§ **WHAT YOU NEED TO DO**
Copy out, from the entries below, each line holding the string "mitsuhiko".

Stored data

[Start of section]

PR #298, opened 2018-05-04
feat(releases): Detect HEROKU_SLUG_COMMIT in propose-version

### LINKED ISSUE #289: HEROKU_SLUG_COMMIT not used with releases propose-version
According to the docs here: https://docs.sentry.io/integrations/heroku/#configure-releases it states:

> Whether use the add-on or configure Sentry yourself, you’ll also likely want to grant quick access to your dyno metadata, which will allow Sentry to automatically pick up the git version of your application.
>
> To do this, enable the runtime-dyno-metadata feature:
>
> heroku labs:enable runtime-dyno-metadata -a <app name>
> This exposes the HEROKU_SLUG_COMMIT environment variable, which most Sentry SDKs will automatically detect and use for configuration.

Running `HEROKU_SLUG_COMMIT=e123445 npx sentry-cli releases propose-version` on a exported git repo doesn't result in `e123445` being the proposed name, but rather `error: Could not automatically determine release name`. 

The docs state that "most SDK's" pick this up, I can't find any information outside of the heroku page which discusses this. Please help :)

I'm using Webpack for my setup, I've worked out that I need to do:

```
new SentryCliPlugin({
  configFile: "sentry.properties",
  include: cwd + "/dist/",
  release: process.env.HEROKU_SLUG_COMMIT,
  ignore: ["node_modules"]
})
```

jan-auer:
This detects `HEROKU_SLUG_COMMIT` in `sentry-cli releases propose-version`,
as users would expect: https://docs.sentry.io/integrations/heroku/#configure-releases

Fixes #289

### DIFF
--- a/src/utils/releases.rs
+++ b/src/utils/releases.rs
@@ -88,6 +88,13 @@ pub fn detect_release_name() -> Result<String, Error> {
         return Ok(release);
     }
 
+    // try heroku: https://docs.sentry.io/integrations/heroku/#configure-releases
+    if let Ok(release) = env::var("HEROKU_SLUG_COMMIT") {
+        if !release.is_empty() {
+            return Ok(release);
+        }
+    }
+
     // for now only execute this on macs.  The reason is that this uses
     // xcodebuild which does not exist anywhere but there.
     if_chain! {


cyrilchapon:
Any chance we can also support `SOURCE_VERSION` as this is the [heroku native way](https://devcenter.heroku.com/changelog-items/630) to detect version (without the need of a buildpack)

jan-auer:
This would then need to be by the respective SDK(s) as well, which is ruby AFAIK. I will try to have a look at what this would take some time soon.

cyrilchapon:
> This would then need to be added to the respective SDK(s) as well

Why ? Do SDK's also include some release auto finding ?

> which is ruby AFAIK

I don't think so. I think this is common to every Heroku apps

jan-auer:
> Do SDK's also include some release auto finding ?

Yes, they have to so the events they are sending match the release created with sentry-cli. You can see an example [here](https://github.com/getsentry/raven-ruby/blob/34c0fbc19ed662ca306ba75241e0fa1e0a9c736b/lib/raven/configuration.rb#L355). 

> I think this is common to every Heroku apps

Yes, you are right. However, at the moment only our ruby and python SDKs support reading this environment variable. You can of course specify the release manually in every other SDK.

cyrilchapon:
Hehe right 😁 I was asking because I'm a js guy and we're forced to kinda reproduce the same mechanism use by Webpack-plugin in our frontend build (raven call) in order to match the same release for sending sources and poping events (using sentry-cli from code, which works great btw)

In the meantime, I was able to activate Heroku dyno metadata, but the Webpack plugin is still not able to parse it apparently I'm getting errors. I'll digg into it and reopen elsewhere if needed.

In the meantime, I still think SOURCE_VERSION is a good idea. I suck at ruby and python but I'll give a try to PR something

jan-auer:
FWIW, the webpack plugin injects `global.SENTRY_RELEASE` into your bundle which you can refer to in your javascript source code. But you'd still need to call `sentry-cli releases propose-version` and put that in your other code. Or you simply use `release: process.env.SOURCE_VERSION` when configuring your SDK(s).

Anyway, PRs welcome, although I'm not sure how much we actually want to support in the SDKs. I think for best compatibility, it would be better to infer the release name at build time and then configure it explicitly as described above.

cyrilchapon:
I agree with the idea of challenging the whole concept of sentry release retrieval dynamically from source code (especially since in frontend, the runtime may not be the env than build time, and we need to refer to build time release). We build something in a staging env, and promote the compiled slug to production in here; the sentry release is therefore the staging one, and must stick to it.

Actually, we build a "process.env"-like for frontend, through Webpack, using sentry-cli along with the plugin, and use process.env.something inside our app, to ensure consistency.

However, since something is already implemented, both here and in SDK's, regarding Heroku release retrieval, I'd vote for upgrading it to be SOURCE_VERSION aware by design (without killing HEROKU_SLUG_COMMIT).

I'd also argue that SDKs matter is not the same concern as sentry-cli one, and finally I'd probably vote for a cross platform, cross language externalization of the "proposeRelease" tool in another separate open source repo

PR #306, opened 2018-05-22
Use installation method specific update prompts

### LINKED ISSUE #305: Give correct upgrade nag message when installed via homebrew or NPM
If Sentry CLI is installed via Homebrew or NPM, then running any command will return 

```
$ sentry-cli info
Sentry Server: https://sentry.io
...

sentry-cli update to 1.31.0 is available!
run sentry-cli update to update
```

If you then run `sentry-cli update` you get:

```console
$ sentry-cli update
This installation of sentry-cli is managed through homebrew
Please use homebrew to update sentry-cli:

  $ brew upgrade sentry-cli

sentry-cli update to 1.31.0 is available!
run sentry-cli update to update
```

Instead of the nag message saying "run sentry-cli update to update" for all install types, under NPM or Homebrew it should probably say something like "run brew upgrade sentry-cli to update".

https://github.com/getsentry/sentry-cli/blob/e79e68d1933dc679ec48351b59b35eab18d14491/src/utils/update.rs#L236

danielcompton:
I wasn't quite sure what to do about the `is_npm_install` branch. It looks like it has been overridden in the update nagger, which would mean that it would never run here.

Fixes #305

### DIFF
--- a/src/utils/update.rs
+++ b/src/utils/update.rs
@@ -153,7 +153,7 @@ impl SentryCliUpdateInfo {
         }
         if is_npm_install() {
             println!("This installation of sentry-cli is managed through npm/yarn");
-            println!("Please use npm/yearn to update sentry-cli");
+            println!("Please use npm/yarn to update sentry-cli");
             return Err(QuietExit(1).into());
         }
         if self.latest_release.is_none() {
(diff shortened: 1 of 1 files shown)


src/utils/update.rs
```diff
@@ -233,7 +233,13 @@ fn update_nagger_impl() -> Result<(), Error> {
                 check.latest_version()
             )).yellow()
         );
-        println_stderr!("{}", style("run sentry-cli update to update").dim());
+        if is_homebrew_install() {
+            println_stderr!("{}", style("run brew upgrade sentry-cli to update").dim());
+        } else if is_npm_install() {
+            println_stderr!("{}", style("Please use npm/yarn to update sentry-cli").dim())
```
danielcompton: Currently this line will never actually run because of https://github.com/getsentry/sentry-cli/pull/306/files#diff-5f099b4f4eb2e9d89a0a2ed0f393f9c2R267. Either this branch should be removed, or the `is_npm_install` noop below.

PR #315, opened 2018-05-31
feat(api): Support gzipped chunk upload

jan-auer:
Debug Information File upload has been pretty slow after we've introduced the
new chunk upload since we did not compress uploads anymore. This PR introduces
compression into the chunk upload if the server can handle it.


jan-auer:
@mitsuhiko this should be final now

PR #316, opened 2018-06-01
ref(event): Use sentry to send events

jan-auer:
Switches implementation of `sentry-cli send-event` to the `sentry` crate. This comes with a couple of differences in the events sent to sentry now:

 - `contexts.device.name` is no longer set to the hostname. The `server_name` tag is still included. This is due to the way, `sentry` constructs the default device context.
 - `contexts.rust` now contains the Rust version used to compile sentry-cli, which was not present before
 - `sdk_info.version` was incorrectly set to the build architecture and now contains the sentry-cli version.


jan-auer:
@mitsuhiko This is ready for review now. Will still run some manual tests, though.

jan-auer:
@mitsuhiko Updated. Please also see the updated PR description.

PR #321, opened 2018-06-12
fix(api): Generate proper errors for project renames

jan-auer:
```
$ sentry-cli releases -o sentry-test -p rust2 list
error: project not found
  caused by: project was renamed to 'rust'
```


HazAT:
🎉

Issue #218, opened 2018-01-15
Add support for App Center CLI in addition to CodePush


bslayerw:
```$ sentry-cli --version
sentry-cli 1.28.1
```

Following the documentation located here: https://docs.sentry.io/clients/react-native/codepush/. I cannot get sentry-cli to work without me specifying parameters explictly. They don't seem to be picked up from the sentry.properties file I specify with `ENTRY_PROPERTIES=./ios/sentry.properties`.

When I specify the parameters I get the following error: 

```


sentry-cli react-native codepush --org myorg --project myproject  myCodePushProjectName ./build
> Fetching latest code-push package info
error: No such file or directory (os error 2)
```

jan-auer:
Hi @bslayerw, 

 - Is this just a typo here or did you declare the environment variable as `ENTRY_PROPERTIES`? 
 - Please make sure that the `code-push` binary is on the `PATH`. Assuming it is somewhere in `node_modules`, we will update `sentry-cli` to check there, too.
 - FWIW, the command you posted here is missing the platform argument before the path (`android` or `ios`). But judging by the output you used it when you ran locally.

bslayerw:
@jan-auer code push is definetly in my path or I would not get the following output `> Fetching latest code-push package info`. Here's another command I tried with the same error: 

`SENTRY_PROPERTIES=./ios/sentry.properties ./node_modules/@sentry/cli/bin/sentry-cli react-native codepush  myCodePushProjectName ios ./build`

`> Fetching latest code-push package info
error: No such file or directory (os error 2)`

bslayerw:
okay I think I figured it out. Code push is probably not in my path because I'm using the new appcenter cli. I guess sentry-cli doesn't support the new appcenter cli yet? Making a note here for others who might bump into this.

jan-auer:
Sorry, did not mean to close this via the issue. You are correct, we do not support the App Center CLI just yet. Sorry for the inconvenience and let us keep this open until we've added support for App Center.

In the meanwhile, the linked PR (#220) tries to improve the error messages to make this more clear. "Fetching latest code-push package info" simply meant that `sentry-cli` is trying to invoke codepush.

HAMPLENI:
Same situation for me.  I would prefer to use the App Center CLI except I cannot.  When I try to use the CodePush CLI, I still have not been able to resolve the error unlike bslayerw.

* OS: Windows 10
* Using nvm-windows
* npm@3.10.10
* node@6.11.1
[...]

PR #325, opened 2018-06-18
Switch from codepush to App Center CLI

ianjsikes:
The `sentry-cli react-native codepush ...` command currently uses the `codepush` CLI, which is deprecated in favor of the App Center CLI. This PR moves over to the new App Center CLI.

The main difference is the output of the CLIs. App Center's output for `deployment list ...` is something like this:
```json
[["Staging", "123abc"], ["Release", "456def"]]
```
So I mapped that data into the array of structs that the old CodePush CLI outputted.

I'm not super familiar with Rust so if my code is ugly or not idiomatic let me know and I'll try to clean it up.

Addresses #218

### DIFF
--- a/src/utils/codepush.rs
+++ b/src/utils/codepush.rs
@@ -12,8 +12,8 @@ use serde_json;
 use utils::releases::{get_xcode_release_name, infer_gradle_release_name};
 use utils::xcode::{InfoPlist, XcodeProjectInfo};
 
-static CODEPUSH_BIN_PATH: &'static str = "code-push";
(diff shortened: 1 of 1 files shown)


jan-auer:
Sorry, we had to roll this back since I realized that appcenter CLI works a bit differntly. The second string in the response is not the package label, but just the deployment key. We will put together a follow-up PR. Still, many thanks for submitting your PR!

jan-auer:
See https://github.com/getsentry/sentry-cli/pull/327

PR #327, opened 2018-06-21
feat(react_native): Add a command for appcenter-cli

jan-auer:
Introduces the command `sentry-cli react-native appcenter` to manager codepush deployments with AppCenter CLI. It uses `appcenter codepush deployment history` to get a history of recent releases and fetches the package label from the last entry in the history.

This also deprecates the `sentry-cli react-native codepush` command and hides it in the command overview. However, it will still work as expected.

The appcenter command is a simple copy/paste from the old codepush command with changed strings and better help messages. Apart from `get_appcenter_package`, the code is identical.

Since we only require a deployment's package label, I've implemented a custom visitor that discards all other values returned by AppCenter CLI. This theoretically also makes us more robust against changes in the output format, if more parameters are added in the future. We could switch to tuple deserialization if we need to extract more info in the future.

Ref https://github.com/getsentry/sentry-cli/issues/218

### DIFF
--- a/src/commands/mod.rs
+++ b/src/commands/mod.rs
@@ -69,6 +69,7 @@ pub mod upload_dsym;
 pub mod upload_proguard;
 
 pub mod react_native;
+pub mod react_native_appcenter;
 pub mod react_native_codepush;
 pub mod react_native_gradle;
 #[cfg(target_os = "macos")]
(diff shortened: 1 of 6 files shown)


jan-auer:
@HazAT could you test this with a new version of the react-native SDK please? Once done, we can release both at the same time.

PR #342, opened 2018-07-16
fix: Prevent freeze during process exit after symbol upload

jan-auer:
Our `thread_local` shared API client (`Api::get_current()`) is not properly cleaned up for spawned threads on older Windows versions. This only occurs during DIF upload, when we spawn multiple threads to upload concurrently.

This PR switches the threadpool implementation to _rayon_ and manually replaces the curl handle 
(causing the old one to drop and clean up) when exiting each spawned thread. The new handle is never initialized.

Fix tested with Windows Server 2008 R2.

### DIFF
--- a/Cargo.lock
+++ b/Cargo.lock
@@ -298,11 +298,34 @@ source = "registry+https://github.com/rust-lang/crates.io-index"
 
 [[package]]
 name = "crossbeam-deque"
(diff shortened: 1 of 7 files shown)


jan-auer:
@mitsuhiko This is ready for final review now.

PR #353, opened 2018-08-09
fix: Reset shared handle on Drop in API

jan-auer:


jan-auer:
@mitsuhiko works now 🤷‍♂️

PR #363, opened 2018-08-29
fix(dif_upload): Also show errors from previous uploads

jan-auer:
With this change, sentry-cli will always show errors for DIFs during the
assemble poll, even if all their chunks had already been uploaded. Previously,
such an upload would just show:

```
> Nothing to upload, all files are on the server
```

This made it hard to track and reproduce DIF upload and assembly errors.

### DIFF
--- a/src/utils/dif_upload.rs
+++ b/src/utils/dif_upload.rs
@@ -809,7 +809,7 @@ fn process_symbol_maps<'a>(
 fn try_assemble_difs<'data>(
     difs: &'data [ChunkedDifMatch<'data>],
     options: &DifUpload,
-) -> Result<Option<MissingDifsInfo<'data>>, Error> {
+) -> Result<MissingDifsInfo<'data>, Error> {
     let api = Api::get_current();
     let request = difs.iter().map(ChunkedDifMatch::to_assemble).collect();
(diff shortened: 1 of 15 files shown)


jan-auer:
@mitsuhiko Most of the changes are just rustfmt, for a good diff just look at 4af890e.

src/utils/dif_upload.rs
```diff
@@ -1101,16 +1105,14 @@ fn upload_difs_chunked(
...
 
-    // Upload until all chunks are present on the server
-    let mut initially_missing = None;
-    while let Some(missing_info) = try_assemble_difs(&chunked, options)? {
-        upload_missing_chunks(&missing_info, chunk_options)?;
-        initially_missing.get_or_insert(missing_info);
-    }
+    // Upload missing chunks to the server and remember incomplete difs
+    let missing_info = try_assemble_difs(&chunked, options)?;
+    upload_missing_chunks(&missing_info, chunk_options)?;
```
jan-auer: We previously looped here to be defensive, but there is no real reason. Since we're uploading all chunks, there won't be any missing afterwards. Upload errors will exit immediately in both cases.

Issue #1093, opened 2021-12-29
Possible workaround for Xcode 13 Plist issue


armcknight:
### Environment

How do you use Sentry?
Sentry SaaS

Which SDK and version?
Cocoa 7.7.0

Xcode version?
13+

### Steps to Reproduce

1. Follow iOS onboarding instructions
2. Choose "Without BitCode" path
3. Add _Run Script_ Build Phase to Xcode target
4. Try to run the app in simulator

### Expected Result

App target builds and runs successfully, with results displaying in dashboard afterwards.

### Actual Result

Build fails due to an error parsing the plist and inability to find the `CFBundleName`.

As we note in our [docs](https://docs.sentry.io/platforms/apple/dsym/):

> Starting with Xcode 13, newly generated projects do not automatically create a required Info.plist configuration file. If this is your situation, please read Info.plist Is Missing in Xcode 13 — Here’s How To Get It Back

however, it took me a while to track down that this was actually what was causing my build to fail

### Recommendation

By default, the Plist that Xcode generates sets the `CFBundleName` to `$(PRODUCT_NAME)`. If we read `PRODUCT_NAME` environment variable from Xcode that is passed to the _Run Script_ Build Phase executable (see also: https://github.com/getsentry/sentry-cli/issues/1087), we should be able to avoid this error for the majority of cases, and all cases where someone is just spinning up a test Xcode project app to try out Sentry.

armcknight:
@getsentry/team-mobile

philipphofmann:
Thanks, @armcknight, for the issue. I think many users chose to upload the dSYMs with the Run Script Phase in Xcode when trialing Sentry. Fixing this issue will prevent a bad first impression of Sentry for potential new users, and therefore I think it is essential to fix this.

PR #1111, opened 2022-01-26
feat: Use default xcode values for plist struct

kamilogorek:
Resolves https://github.com/getsentry/sentry-cli/issues/1093


armcknight (approved):
✨

PR #1117, opened 2022-02-07
meta: Update symbolic to 8.6.0

Swatinem:

PR #1118, opened 2022-02-07
build: Update symbolic to 8.6.0

jan-auer:
Fixes a panic when inspecting debug files larger than 4GB.


jan-auer:
Duplicate of #1117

[End of section]

§ **YOUR SOLUTION**
@mitsuhiko this should be final now
@mitsuhiko This is ready for review now. Will still run some manual tests, though.
@mitsuhiko Updated. Please also see the updated PR description.
@mitsuhiko This is ready for final review now.
@mitsuhiko works now 🤷‍♂️
@mitsuhiko Most of the changes are just rustfmt, for a good diff just look at 4af890e.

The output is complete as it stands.